## [Assignment]
State how many lines of the records contain the string "comment". Give the number alone.
==============================
PR #761, opened 2024-04-14
strength power generators

white-haired-uncle:
I was under the impression that the power generators were somewhat important, like they did something to weaken Akula.  It actually doesn't look like they do anything (at least not the ones in Power Station), but I already went into the work of beefing them up.  Might have to do something about that.  

Changed damage type to lightning, because it's called lightning and it makes sense.  Increased the damage, 6x3 isn't going to do much this late in part 1, even if it's lightning. 

Added full damage reflect ability.  Originally I wanted high damage when hit by metal weapons, but except for assuming all blade weapons are metal that's kind of hard to do.  So I just made it reflect on melee.  And it's lightning.  Seriously, don't hit stuff with sparks coming out.  This needs a halo.

I wanted to make it slow, so that units with penetrate couldn't back off to avoid retaliation (including improved deathaura), but that would also limit the amount of retaliatory damage.

Also, changed name of deathaura to deathaura (X) to make it easier to identify.

### DIFF
--- a/units/Power_Generator.cfg
+++ b/units/Power_Generator.cfg
@@ -6,7 +6,8 @@
     race=monster
     image="units/enemies/core-compact.png"
     ellipse="misc/ellipse"
-    hitpoints=80
+    hitpoints=720
+    {QUANTITY hitpoints 80 240 720}
     movement_type=smallfoot
     {TRAIT_MECHANICAL}
     [movement_costs]
@@ -21,7 +22,7 @@
         cold=70
         arcane=20
     [/resistance]
-    movement=7
+    movement=0
     experience=150
     level=3
     alignment=neutral
@@ -33,18 +34,34 @@
     description= _ "High amounts of an unknown kind energy are created in this machine, and used in an unknown way somewhere else. You have pretty much no idea what this thing is meant to do. The light it creates seems to harm everyone nearby."
     [abilities]
         {ABILITY_ILLUMINATES}
+#ifdef EASY
         {ABILITY_DEATHAURA 16}
+#else
+#ifdef NORMAL
+        {ABILITY_DEATHAURA 24}
+
+#else
+        {ABILITY_DEATHAURA 48}
+#endif
+#endif
+        {ABILITY_ELECTRICAL_DISCHARGE}
     [/abilities]
     [attack]
         name=lightning
         description=_"lightning"
         icon=attacks/lightning.png
-        type=fire
+        type=lightning
         range=ranged
-        damage=6
+        damage=18
+        {QUANTITY damage 6 12 18}
         number=3
         [specials]
+#ifndef HARD
             {WEAPON_SPECIAL_MAGICAL}
+#else
+            {WEAPON_SPECIAL_GUIDED}
+#            {WEAPON_SPECIAL_SLOW}   # want this to cancel penetrates, but don't want to affect attackers damage since we're going to return it
+#endif
         [/specials]
     [/attack]
     [attack_anim]
--- a/utils/abilities.cfg
+++ b/utils/abilities.cfg
@@ -1685,6 +1685,15 @@ Enemy units cannot see this unit during dawn or dusk, except if they have units 
         halo_image_self="halo/reflect-aura-1.png:100,halo/reflect-aura-2.png:100,halo/reflect-aura-3.png:100,halo/reflect-aura-2.png:100"
     [/dummy]
 #enddef
+#define ABILITY_ELECTRICAL_DISCHARGE
+    [dummy]
+        id=electrical_discharge
+        name= _ "electrical discharge"
+        female_name= _ "female^electrical discharge"
+        description= _ "When this unit is hit with a melee attack, the resulting discharge of electricity causes an equal amount of lightning damage to be taken by the attacker. It can kill."
+#        halo_image_self="halo/reflect.png"  # need something that looks like it's throwing off sparks
+    [/dummy]
+#enddef
 #define ABILITY_SOUL_EATER
     [dummy]
         id=soul eater
--- a/utils/abilities_events.cfg
+++ b/utils/abilities_events.cfg
@@ -6102,7 +6102,57 @@
             kill=no
         [/harm_unit]
     [/event]
-
+    [event]
+        name=attacker hits
+        id=electrical_discharge
+        first_time_only=no
+        [filter_second]
+            ability=electrical_discharge
+        [/filter_second]
+        [if]
+            [variable]
+                name=weapon.range
+                equal=melee
+            [/variable]
+            [then]
+                [harm_unit]
+                    [filter]
+                        x,y=$x1,$y1
+                    [/filter]
+                    amount=$damage_inflicted
+                    damage_type=lightning
+                    fire_event=yes
+                    experience=no
+                    animate=no
+                    kill=yes
+                [/harm_unit]
+            [/then]
+        [/if]
+    [/event]
+    [event]
+        name=defender hits
+        id=electrical_discharge
+        first_time_only=no
+        [if]
+            [variable]
+                name=second_weapon.range
+                equal=melee
+            [/variable]
+            [then]
+                [harm_unit]
+                    [filter]
+                        x,y=$x2,$y2
+                    [/filter]
+                    amount=$damage_inflicted
+                    damage_type=lightning
+                    fire_event=yes
+                    experience=no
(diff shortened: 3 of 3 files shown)


Dugy:
Akula's damage reflection and some other bonuses depend on the number of power generators left alive.

Either way, I like the idea that they can't be trivially killed, but the area has to be cleared before they are disposed of with safety.

white-haired-uncle:
It looks like power generators only effect spawning, and only slightly (clearing out the power generators is worth twice as much as collecting the items from a storeroom).

Would you like to shift their focus more toward the final battle?  Perhaps something like having the power generators supply northfrost aura to the enemy leaders?

The way it works now it would seem that as you clear more of the tunnels, they become easier to clear.  I'd like to see benefits from fulfilling objectives limited to the final battle for the most part.

Dugy:
The idea was that by causing enough damage to their infrastructure, their ability to field many soldiers will go down, allowing you to delve into harder areas.

Destroying Amplificators is supposed to primarily reduce Akula's reflection significantly, from prohibitive to annoying. Or 50 damage on hit isn't prohibitive?

white-haired-uncle:
> The idea was that by causing enough damage to their infrastructure, their ability to field many soldiers will go down, allowing you to delve into harder areas.

I didn't notice that there were harder areas.  I guess it's supposed to be progressively difficult as you get farther from the entrance (or close to the center)?.  Perhaps destroying the PGs helps you get to the more remote amps (2&3) which which then assist in weakening Akula (though 2&3 aren't really "remote" from amp1, you just have to go through a couple storerooms which are currently about as easy as it gets in ch5).

An alternative could be that PGs only affect the guardrooms (the 'inner circle'), giving an incentive to explore all of the outer circle first.  I prefer the progressively harder/deeper idea, but given the nature of the map it seems kind of hard to imagine.

Right now, the fight just gets easier and easier as you go (all rooms start off about equal, but as you clear them the spawning gets lighter, your units advance, and you gather tons of gear).

> 
> Destroying Amplificators is supposed to primarily reduce Akula's reflection significantly, from prohibitive to annoying. Or 50 damage on hit isn't prohibitive?

50 pierce/fire/etc (so like 20?), but only from some units and some attack types (I've only glanced at the details at this point) is mildly annoying, but I've never found it to be any hindrance to soloing her in less than 10 turns.  I have to choose my attacks a little more carefully, and maybe suck down some of those potions I never use in the rest of the campaign, but that's about it.  I'm not sure at this point, does whirlwind/AoE cause her/them to retaliate?  I seem to remember simply targetting adjacent enemies to dish out damage to her before putting her down for good.

Amplificators are next on my list.  IMO, if destroying an amp is going to knock down Akula's HP by 40% (that's gotta be adjusted for difficulty), or her attacks by 50% (again, adjust), it had better be at least as hard to defeat as say Abaddon in Inferno (not VS).  Right now, they drop easily in a single turn.  And most of them have castles, but don't recruit?

Dugy:
> Right now, the fight just gets easier and easier as you go (all rooms start off about equal, but as you clear them the spawning gets lighter, your units advance, and you gather tons of gear).

How about making the deeper rooms significantly harder, so that the infrastructure damage would be more important for progression?

>  I'm not sure at this point, does whirlwind/AoE cause her/them to retaliate? I seem to remember simply targetting adjacent enemies to dish out damage to her before putting her down for good.

It's damage reflection, so preventing retaliation doesn't help and now AoE attacks will not help avoid it either.

white-haired-uncle:
Okay, I see the comment in the SE storeroom about how the spawning is worst here because it's so deep.

But it's just spawning L3 and L5.  And some of those L5 (Scoundrel) are just L3.1 that grant more XP when you kill them.

I've added an option accelerator so that the spawn frequency increases progressively at some dynamically defined rate.  Initially the idea was you might set it when the room's objectives were cleared so players can't just farm XP/items (at least not so easily).  I think I'll play with that here.

white-haired-uncle:
I'm working on making each of the Amplificators and their teams have different strengths and weaknesses (amp3 has lava, so those units will be good with fire, bad with cold, affinity to lava, etc).   I'm playing with the idea of having a room where each side3 unit carries a craftable weapon.  Picking a random craftable weapon is easy enough, but I'm struggling with getting an enemy to take it.

loti.item.on_unit.add* seems obvious, but it's throwing me errors.  Not sure why yet.

Picking a random number and feeding that to a switch would work, but it's boring and crude.

Dynamically creating an [object] tag should be doable, and I though I saw a comment that this is already implemented, but I'm not sure how to put in in place.  By that I mean:

```
[modifications]
  {SOME_OBJECT_DEFINED_BY_A_MACRO}
[/modifications]

```
is easy, while:

```
[modifications]
  $variable_holding_object_definition_in_a_string
[/modifications]
```

is not.  I've been told [insert_tag] might be the way to go.

I know that many of the specials won't work for enemies, and they won't know how to intelligently apply what does work, but it's a fun little idea and I want to see how it works out.  I know Manta carries Dragon Claw, and you can decline her offer to join you and while I've never done so that makes me think this is at least possible.  Hoping you have an idea.

Dugy:
> Why is this the deepest room, because it's the farthest from Entrance, or the lowest (southernmost)?

Farthest from entrance, for gameplay reasons.

> But it's just spawning L3 and L5. And some of those L5 (Scoundrel) are just L3.1 that grant more XP when you kill them.

Feel free to make Scoundrel stronger. It could be an oversight.

> I think I'll play with that here.

Seems like a good idea.

> Picking a random craftable weapon is easy enough, but I'm struggling with getting an enemy to take it.

Picking up items is not meant for enemy units. It should work, in theory, but the effects might be removed when advancing and it hasn't been tested for bugs.

> loti.item.on_unit.add* seems obvious, but it's throwing me errors. Not sure why yet.

I think that changing the code not to throw those errors is the best approach here.

> I've been told [insert_tag] might be the way to go.

Yes,  `[insert_tag]` is what would do what you want here. It's what was used before `loti.item.on_unit.add` superseded it. However, the items as a WML array exist only to keep old code running (or maybe they were completely removed already, I am not sure).

> I know that many of the specials won't work for enemies, and they won't know how to intelligently apply what does work, but it's a fun little idea and I want to see how it works out.

This is not a significant issue, most of them would be annoying even if they weren't used efficiently.

What is a greater problem is that not all item properties are applied by the `[object]` being in `[modifications]`. Many of them need to apply only to specific attacks or in some specific ways, so they are implemented with special tags and properties that are read by LotI code, which handles their behaviour. For this reason, if you want all the properties to apply, you need to use `loti.item.on_unit.add`.

white-haired-uncle:
I ended up using [insert_tag].  The tag data (the item) is created by lua (has to be) and passed to wml in a variable.  And then [update_stats] is needed to make the effects apply to the holder.  I'm not overly worried about all the effects applying to an AI unit, it's basically a gimmick, a way to give one of the amplificators' minions some interesting random properties.

BTW, while trying to get loti.item.on_unit.add working I ran into a couple instances of wesnoth.deepcopy.  I couldn't find any documentation on this and didn't spend any time trying to figure it out, but a couple hours later I saw that it is broken in 1.18:

https://forums.wesnoth.org/viewtopic.php?p=688915#p688915

Dugy:
> I ended up using [insert_tag]. The tag data (the item) is created by lua (has to be) and passed to wml in a variable. And then [update_stats] is needed to make the effects apply to the holder. 

This should work, yeah. Maybe it's better this way, you avoid mixing WML with lua more than necessary.

I am surprised why `[update_stats]` worked on enemies but `loti.item.on_unit.add` didn't. Not sure if you were using it wrong or what.

Dugy:
Giving bosses a way to acquire berserk is not the smartest idea. It allows you to find a unit that the boss can't counter well, support him heavily, and take him down in a single attack.

Overall, I have a lot of doubt the AI can use all the abilities and weapon specials efficiently. Those that are not using events are considered by the AI, but it won't use them very strategically. Especially the fast ai that is actually capable of finishing the calculations on time.

Dugy:
>  I don't think the combat calculations that are supposed to simulate combat even do simulate combat (fully). 

They do simulate combat, but they don't consider the events that may be triggered by some weapon specials. Even the fast AI will simulate combat against every reachable unit for the unit it's moving and pick the one to whom it can do the most damage.

> I suppose I could make up a pool of weapons that only have AI-friendly features, but then I'd have to come up with names and such.

That is a reasonable way of doing it.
==============================
## [Written response]
2